### [EXERCISE AIM]
Each entry below is to be extracted exactly.

Segment Start: RECORDED DATA

PR #3435, opened 2026-08-20
NO-ISSUE: preload package-mode helper image for e2e

eldar101:
## Summary
This makes the package-mode e2e helper container use the same image runtime that the test run already prepared.

Without this, the package-mode suite can still try to start the helper from `quay.io/flightctl/flightctl-device:package` even when the image is only available through the local test bundle/runtime, which leads to `unauthorized` pull failures in CI.

The change does two things:
- preloads the package-mode helper image in `test/scripts/run_e2e_tests.sh` when the `package_mode` suite is running
- lets the helper container honor an `E2E_PACKAGE_MODE_IMAGE` override instead of always hardcoding the default ref

Release target
release-1.3
Target release: release-1.3

### DIFF
--- a/test/scripts/run_e2e_tests.sh
+++ b/test/scripts/run_e2e_tests.sh
@@ -6,6 +6,7 @@ export PATH="/usr/local/bin:${PATH}"
 
 SCRIPT_DIR="$(dirname "$(readlink -f "$0")")"
 source "${SCRIPT_DIR}"/functions
+source "${SCRIPT_DIR}"/detect_container_runtime.sh
 
 REPORTS=${1}
 GO_E2E_DIRS=("${@:2}")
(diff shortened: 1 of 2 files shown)


test/scripts/run_e2e_tests.sh
```diff
@@ -39,6 +40,101 @@ if [ -z "$GOBIN" ]; then
     GOBIN=$(go env GOPATH)/bin
 fi
 
+should_preload_package_mode_image() {
+    local suite_dir
+    for suite_dir in "${GO_E2E_DIRS[@]}"; do
+        if [[ "${suite_dir}" == *"/package_mode" || "${suite_dir}" == *"/package_mode/"* ]]; then
```
galel12: `should_preload_package_mode_image` only matches paths that contain `/package_mode`. The default `GO_E2E_DIRS` value — and what CI passes to `make -e run-e2e-test` — is `./test/e2e/...`, so this returns false and `preload_package_mode_image` no-ops.

Ginkgo still expands that glob and runs `test/e2e/package_mode`. That is also the documented local full-suite path (`make e2e-test` / `make run-e2e-test`). The workflow “Stage test artifacts” step already tries to load the image, but this script is what local runs use, and the PR is aiming at the unauthorized pull when the helper still uses `quay.io/flightctl/flightctl-device:package`.

Should we also treat the e2e glob as including package-mode?

```suggestion
        if [[ "${suite_dir}" == *"/package_mode" || "${suite_dir}" == *"/package_mode/"* || "${suite_dir}" == *"/e2e/..." ]]; then
```

test/scripts/run_e2e_tests.sh
```diff
@@ -39,6 +40,101 @@ if [ -z "$GOBIN" ]; then
...
+            return 0
+        fi
+    done
+    return 1
+}
+
+find_package_mode_bundle() {
+    local preferred_bundle fallback_bundle bundle_dir bundle_path
+    bundle_dir="$(readlink -f bin/agent-artifacts)"
+
```
galel12, line 62: `find_package_mode_bundle` prefers `agent-images-bundle-${AGENT_OS_ID}.tar`, but `_e2e_test` and the CI “Run E2E Test Slice” step never export `AGENT_OS_ID`. That lookup only runs if the caller already has it in the environment.

Otherwise the fallback takes the lexicographically first tar (`cs10-...` before `cs9-...`). `:package` is a single global tag, so a mixed `bin/agent-artifacts/` tree can load the wrong OS’s image.

Should we pass `AGENT_OS_ID` into `run_e2e_tests.sh` from Make/CI, and fail if that bundle is missing instead of picking another OS?

test/scripts/run_e2e_tests.sh
```diff
@@ -39,6 +40,122 @@ if [ -z "$GOBIN" ]; then
...
+            return 0
+        fi
+    done
+    return 1
+}
+
+find_package_mode_bundle() {
+    local preferred_bundle bundle_path
+    local -a bundles
+    bundle_dir="$(readlink -f bin/agent-artifacts)"
```
galel12, line 61: Should we declare `bundle_dir` as `local` here alongside the other function-scoped variables? It currently leaks into the shell scope. Non-blocking — fine to leave as-is if you prefer.

galel12 (approved):
The glob and bundle-selection fixes address the earlier review points. Approving as-is; the `bundle_dir` local is optional cleanup.

galel12 (approved):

Segment End: RECORDED DATA

### [TASK RESPONSE]
PR #3435, opened 2026-08-20
NO-ISSUE: preload package-mode helper image for e2e

eldar101:
## Summary
This makes the package-mode e2e helper container use the same image runtime that the test run already prepared.

Without this, the package-mode suite can still try to start the helper from `quay.io/flightctl/flightctl-device:package` even when the image is only available through the local test bundle/runtime, which leads to `unauthorized` pull failures in CI.

The change does two things:
- preloads the package-mode helper image in `test/scripts/run_e2e_tests.sh` when the `package_mode` suite is running
- lets the helper container honor an `E2E_PACKAGE_MODE_IMAGE` override instead of always hardcoding the default ref

Release target
release-1.3
Target release: release-1.3

### DIFF
--- a/test/scripts/run_e2e_tests.sh
+++ b/test/scripts/run_e2e_tests.sh
@@ -6,6 +6,7 @@ export PATH="/usr/local/bin:${PATH}"
 
 SCRIPT_DIR="$(dirname "$(readlink -f "$0")")"
 source "${SCRIPT_DIR}"/functions
+source "${SCRIPT_DIR}"/detect_container_runtime.sh
 
 REPORTS=${1}
 GO_E2E_DIRS=("${@:2}")
(diff shortened: 1 of 2 files shown)


test/scripts/run_e2e_tests.sh
```diff
@@ -39,6 +40,101 @@ if [ -z "$GOBIN" ]; then
     GOBIN=$(go env GOPATH)/bin
 fi
 
+should_preload_package_mode_image() {
+    local suite_dir
+    for suite_dir in "${GO_E2E_DIRS[@]}"; do
+        if [[ "${suite_dir}" == *"/package_mode" || "${suite_dir}" == *"/package_mode/"* ]]; then
```
galel12: `should_preload_package_mode_image` only matches paths that contain `/package_mode`. The default `GO_E2E_DIRS` value — and what CI passes to `make -e run-e2e-test` — is `./test/e2e/...`, so this returns false and `preload_package_mode_image` no-ops.

Ginkgo still expands that glob and runs `test/e2e/package_mode`. That is also the documented local full-suite path (`make e2e-test` / `make run-e2e-test`). The workflow “Stage test artifacts” step already tries to load the image, but this script is what local runs use, and the PR is aiming at the unauthorized pull when the helper still uses `quay.io/flightctl/flightctl-device:package`.

Should we also treat the e2e glob as including package-mode?

```suggestion
        if [[ "${suite_dir}" == *"/package_mode" || "${suite_dir}" == *"/package_mode/"* || "${suite_dir}" == *"/e2e/..." ]]; then
```

test/scripts/run_e2e_tests.sh
```diff
@@ -39,6 +40,101 @@ if [ -z "$GOBIN" ]; then
...
+            return 0
+        fi
+    done
+    return 1
+}
+
+find_package_mode_bundle() {
+    local preferred_bundle fallback_bundle bundle_dir bundle_path
+    bundle_dir="$(readlink -f bin/agent-artifacts)"
+
```
galel12, line 62: `find_package_mode_bundle` prefers `agent-images-bundle-${AGENT_OS_ID}.tar`, but `_e2e_test` and the CI “Run E2E Test Slice” step never export `AGENT_OS_ID`. That lookup only runs if the caller already has it in the environment.

Otherwise the fallback takes the lexicographically first tar (`cs10-...` before `cs9-...`). `:package` is a single global tag, so a mixed `bin/agent-artifacts/` tree can load the wrong OS’s image.

Should we pass `AGENT_OS_ID` into `run_e2e_tests.sh` from Make/CI, and fail if that bundle is missing instead of picking another OS?

test/scripts/run_e2e_tests.sh
```diff
@@ -39,6 +40,122 @@ if [ -z "$GOBIN" ]; then
...
+            return 0
+        fi
+    done
+    return 1
+}
+
+find_package_mode_bundle() {
+    local preferred_bundle bundle_path
+    local -a bundles
+    bundle_dir="$(readlink -f bin/agent-artifacts)"
```
galel12, line 61: Should we declare `bundle_dir` as `local` here alongside the other function-scoped variables? It currently leaks into the shell scope. Non-blocking — fine to leave as-is if you prefer.

galel12 (approved):
The glob and bundle-selection fixes address the earlier review points. Approving as-is; the `bundle_dir` local is optional cleanup.

galel12 (approved):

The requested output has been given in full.